### Work instruction
Which lines in the listing below contain the word "what"? Copy each one.

### Records supplied
PR #1477, opened 2024-07-03
docs: Rename `ap-port` option as `ap_port`

Jiogo18:
#1420 introduced the option `ac_port` to specify the port used by librespot.
This option works great, except when following the documentation and example only.

- The option is named `ap-port` in librespot.
- The option is named `ap_port` in [ConfigValues](https://github.com/hrkfdn/ncspot/blob/9624c03264bb4038138f03374c4bfb70db7bc850/src/config.rs#L105).
- However, the option is named `ac-port` in the documentation and in #1420, which doesn't work, as described below.

In ncspot/config.toml:
- ❌ `ap-port = 443` does nothing, librespot uses port 4070
- ✅ `ap_port = 443` librespot uses HTTPS

## Describe your changes
Rename `ap-port` option by `ap_port` in the documentation.

## Before merge
Should the changelog be updated too?
Changelog of 1.1.1 contains `ap-port`, which is misleading.

### DIFF
--- a/CHANGELOG.md
+++ b/CHANGELOG.md
@@ -14,7 +14,7 @@ and this project adheres to [Semantic Versioning](https://semver.org/spec/v2.0.0
 ## [1.1.1] - 2024-05-10
 
 ### Added
-- `ap-port` configuration variable to choose what Spotify access point port to use
+- `ap_port` configuration variable to choose what Spotify access point port to use
 - Instructions for installation with `snap`
 
 ### Fixed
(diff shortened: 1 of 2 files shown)


ThomasFrans:
I'd update the changelog as well. When I added it, I based it on the keepachangelog format which states that changes to earlier parts are encouraged if they improve the changelog. It's nice if users read the changelog that it kind of serves as "brief documentation" for new features 🙂

hrkfdn:
Thank you, merged :)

### Response
-- `ap-port` configuration variable to choose what Spotify access point port to use
+- `ap_port` configuration variable to choose what Spotify access point port to use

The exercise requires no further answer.